– Вылезай!
– Так зачем нас привезли?
К авто подошёл низенький человек в кожанке, с торчащими усиками и бородкой клинышком «под Троцкого».
– Вгагов тгудового нагода гастгеливать!
– Людей у них не хватает, понимаешь ли, – буркнул завхоз. Вот и нас даже задействовали…
Их построили шеренгой перед колышущимся рядом бледных измученных людей, в одном белом исподнем. Лица одних дышали ненавистью, вторых – выражали невыносимое страдание, но многие держались спокойно и с достоинством, неведомым Фомину. Иван старался на них не смотреть, отводил взгляд. Но, и справа и слева, на всём пространстве неровного пустыря – стояли такие же расстрельные команды, звучали залпы, падали в ров убитые, конвоиры подводили следующих.
– Быстгей, товагищи, ского стемнеет. А нам кговь из носу -упгавится надо! – суетился человек в кожанке.
– Во врагов трудового народа, беляков, буржуев, эксплуататоров, – цельсь!
Иван неловко вскинул винтовку. Перед ним стоял бледный юноша, почти ровесник, его тоненькие усики нелепо топорщились, но взгляд был направлен прямо на него, Ивана. Смотрел он смело, с вызовом.
– Пли!
Иван зажмурился и выстрелил.
***
Теперь юноша вновь смотрел на него с фотографии в парижской квартире. Сомнений не было – это был он. Иван Никифорович закрыл лицо руками.
– Да что с вами, Иван Никифорович! Присядьте, присядьте, сейчас Анна воды принесёт!
Ворох мыслей пронёсся в голове у Фомина. «Признаться? Тогда прощай ресторан, повар-кондитер, нарядные господа, Париж! Они не убьют, но точно за дверь выставят. И холодно так смолчат. Господа, господа. Сколько же в вас достоинства, как вы умирали тогда, на пустыре в Феодосии… А если соврать, что от водки голова закружилась, с голодухи? И что? Как потом он в глаза будет смотреть Сергею Петровичу? Как? Нет, уж лучше он сейчас скажет, а потом уйдёт, уедет на восток, сдастся нашим. В если в Сибирь его упекут – и поделом!»

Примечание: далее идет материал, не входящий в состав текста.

PR #303, opened 2020-05-11
Add definitions for string "is" and "identical to"

aphillips:
Fixes whatwg:html#5067

Adds definitions for string equality comparisons "is" and "identical to". Includes a blanket statement making these the default for string equality. Also includes a note spelling out the relationship to HTML's former "case-sensitive" comparison and appropriate health warning about visual and encoding sequence identity.

***
<a href="https://whatpr.org/infra/303.html" title="Last updated on May 12, 2020, 3:37 PM UTC (0b5a717)">Preview</a> | <a href="https://whatpr.org/infra/303/6ed08d3...0b5a717.html" title="Last updated on May 12, 2020, 3:37 PM UTC (0b5a717)">Diff</a>

### DIFF
--- a/infra.bs
+++ b/infra.bs
@@ -679,21 +679,18 @@ where <a>UTF-8 encode</a> comes into play.
 
 <hr>
 
-<p>A <a>string</a> <var>a</var> <dfn export for=string lt="is|identical to">is</dfn> or is 
-<a for=string>identical to</a> a <a>string</a> <var>b</var> if it consists of the same sequence of 
+<p>A <a>string</a> <var>a</var> <dfn export for=string lt="is|identical to">is</dfn> or is
+<a for=string>identical to</a> a <a>string</a> <var>b</var> if it consists of the same sequence of
 <a>code units</a>.
 
 <p>Except where otherwise stated, all string comparisons use <a for=string>is</a>.
 
-<div class=note>
-
- <p>This type of <a>string</a> comparison was formerly known as a "case-sensitive"
- comparison in HTML. Strings that compare as <a>identical to</a> one another are not only
- sensitive to case variation (such as UPPER and lower case), but also to other code point encoding 
- choices, such as normalization form or the order of combining marks. Two strings that are visually or
- even canonically equivalent according to Unicode might still not be <a>identical to</a>
- each other.
-</div>
+<p class=note>This type of <a>string</a> comparison was formerly known as a "case-sensitive"
+comparison in <cite>HTML</cite>. Strings that compare as <a>identical to</a> one another are not
+only sensitive to case variation (such as UPPER and lower case), but also to other code point
+encoding  choices, such as normalization form or the order of combining marks. Two strings that are
+visually or even canonically equivalent according to Unicode might still not be
+<a for=string>identical to</a> each other. [[HTML]] [[UNICODE]]</p>
 
 <p>A <a>string</a> <var>a</var> is a
 <dfn export lt="code unit prefix|starts with">code unit prefix</dfn> of a <a>string</a> <var>b</var>
--- a/infra.bs
+++ b/infra.bs
@@ -686,10 +686,10 @@ where <a>UTF-8 encode</a> comes into play.
 <p>Except where otherwise stated, all string comparisons use <a for=string>is</a>.
 
 <p class=note>This type of <a>string</a> comparison was formerly known as a "case-sensitive"
-comparison in <cite>HTML</cite>. Strings that compare as <a>identical to</a> one another are not
-only sensitive to case variation (such as UPPER and lower case), but also to other code point
-encoding  choices, such as normalization form or the order of combining marks. Two strings that are
-visually or even canonically equivalent according to Unicode might still not be
+comparison in <cite>HTML</cite>. Strings that compare as <a for=string>identical to</a> one another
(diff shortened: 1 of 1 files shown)


infra.bs
```diff
@@ -679,6 +679,20 @@ where <a>UTF-8 encode</a> comes into play.
 
 <hr>
 
+<p>A <a>string</a> <var>a</var> <dfn export>is</dfn> or is <dfn export>identical to</dfn> a
```
annevk, line 682: We should use `<dfn export for=string lt="is|identical to">is</dfn>` here and then use `<a for=string>is</a>` or `<a for=string>identical to</a>` when referring to it. The `for` attribute helps with disambiguation from other equality comparisons and if we allow multiple terms for the same definition we should list those in the definition so that all the links go to the right place.

infra.bs
```diff
@@ -679,6 +679,20 @@ where <a>UTF-8 encode</a> comes into play.
 
 <hr>
 
+<p>A <a>string</a> <var>a</var> <dfn export>is</dfn> or is <dfn export>identical to</dfn> a 
+<a>string</a> <var>b</var> if it consists of the same sequence of <a>code units</a>.
+
+<p>Except where otherwise stated, all string comparisons use this definition of string equality.
```
annevk, line 685:
```suggestion
<p>Except where otherwise stated, all string comparisons use <a for=string>is</a>.
```

infra.bs
```diff
@@ -679,6 +679,20 @@ where <a>UTF-8 encode</a> comes into play.
...
+
+<div class=note>
+ <p>This type of <a>string</a> comparison was formerly known as <dfn>case-sensitive</dfn>
```
annevk, line 688:
```suggestion
 <p>This type of <a>string</a> comparison was formerly known as a "case-sensitive" 
```

infra.bs
```diff
@@ -679,6 +679,20 @@ where <a>UTF-8 encode</a> comes into play.
...
 
+<p>A <a>string</a> <var>a</var> <dfn export>is</dfn> or is <dfn export>identical to</dfn> a 
+<a>string</a> <var>b</var> if it consists of the same sequence of <a>code units</a>.
+
+<p>Except where otherwise stated, all string comparisons use this definition of string equality.
+
+<div class=note>
+ <p>This type of <a>string</a> comparison was formerly known as <dfn>case-sensitive</dfn> 
+ comparison in HTML. Strings that compare as <a>identical to</a> one another are not only
+ sensitive case variation (such as UPPER and lower case), but also to other code point encoding
```
annevk, line 690:
```suggestion
 sensitive to case variation (such as UPPER and lower case), but also to other code point encoding 
```

infra.bs
aphillips: Addresssed in 774e2c1. Thanks for your help!!

infra.bs
```diff
@@ -679,6 +679,22 @@ where <a>UTF-8 encode</a> comes into play.
...
 <hr>
 
+<p>A <a>string</a> <var>a</var> <dfn export for=string lt="is|identical to">is</dfn> or is 
+<a for=string>identical to</a> a <a>string</a> <var>b</var> if it consists of the same sequence of 
+<a>code units</a>.
+
+<p>Except where otherwise stated, all string comparisons use <a for=string>is</a>.
+
+<div class=note>
+
```
annevk, line 689: This newline can be removed and we should use for=string in the "identical to" mentions below to reduce the amount of refactoring we need to do in the future. Looks good to me otherwise.

@domenic thoughts?

domenic: This should actually be a `<p class="note">`. I'm happy to push a fixup commit for that (and the other issue you mentioned).

infra.bs
```diff
@@ -679,6 +679,19 @@ where <a>UTF-8 encode</a> comes into play.
...
+<a>code units</a>.
+
+<p>Except where otherwise stated, all string comparisons use <a for=string>is</a>.
+
+<p class=note>This type of <a>string</a> comparison was formerly known as a "case-sensitive"
+comparison in <cite>HTML</cite>. Strings that compare as <a>identical to</a> one another are not
+only sensitive to case variation (such as UPPER and lower case), but also to other code point
+encoding  choices, such as normalization form or the order of combining marks. Two strings that are
+visually or even canonically equivalent according to Unicode might still not be
+<a for=string>identical to</a> each other. [[HTML]] [[UNICODE]]</p>
```
annevk, line 693:
```suggestion
<a for=string>identical to</a> each other. [[HTML]] [[UNICODE]]
```

infra.bs
aphillips: I tried to follow the local style :-). Thanks for the feedback.

annevk:
There's still one instance, I'll add it. And yeah, non-normative references seem okay to me.

annevk:
@aphillips one thing that's remaining here is that your membership of the Amazon WHATWG organization is not public. See https://help.github.com/en/github/setting-up-and-managing-your-github-user-account/publicizing-or-hiding-organization-membership for instructions.

aphillips:
@annevk Thanks. I was going to ask why that didn't get picked up. Should be fixed now.

annevk:
Oh, and we need to verify the organization. Will do.

annevk:
Thanks @aphillips!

– С…сергей, Сергей Петрович, не надо воды! Я должен вам сказать! Это я, я вашего брата того…
Сбивчивая покаянная речь вперемежку со слезами полилась из Ивана Никифоровича. Он по-прежнему сидел зажмурившись, лишь кончив говорить, робко, в наступившей внезапно тишине, открыл глаза.
– Всё что вы сказали, Иван Никифорович, очень печально. Но вы, вероятно, ошибаетесь. Брат мой был санитаром, в боевых частях не служил по здоровью, переболел тифом, и тогда, перед концом, был очень слаб. Вероятнее всего он погиб по естественным причинам. Ведь не могли же расстрелять больного человека, да ещё и в форме красного креста! Нет, нет, не возводите на себя напраслину. И Богу, Богу несите ваше покаяние. Завтра же в церковь! Я вас проведу! Он всех прощает, на кресте даже палачей своих простил. «Ибо не ведают, что творят». Вот и вы не ведали. Вас заставили. Очиститесь перед богом и живите дальше!
– А вы, вы разве прощаете?
– Я – православный человек. Прощаю, я вас прощаю! Это не вы, это не можете быть вы! Я же вижу, вы – добрый русский человек! Завтра – в десять жду вас у собора. Исповедаетесь. А потом поведу вас устраивать. И забудем об этом.
Иван всё ещё не верил своим ушам. Нет, не могло быть сомнений, что это был он. Он сделал. Но Сергей Петрович, как он всё повернул!
– Я пойду, пожалуй. Завтра буду в церкви. Мне теперь другой дороги нет.
– Вот и прекрасно!
***
Фомин шёл по парижским улицам. Весь хмель слетел из него, но и камень, тяжёлый камень, присутствие которого всегда напоминало о себе приступами нечаянной тоски, вдруг стал легче. Он явственно ощутил этот камень, слепленный из лжи, притворства, изворотливости, животного страха за свою шкуру, равнодушия к чужим страданиям, тупого оцепенения. "Как я могу жить с этим, Господи? Мочь ведь нет!" Желание распахнуться и исторгнуть из себя эту склизскую ношу всё возрастало в душе Ивана. "Завтра, завтра" – бормотал он про себя. "Завтра легше станет. Лишь бы Он простил".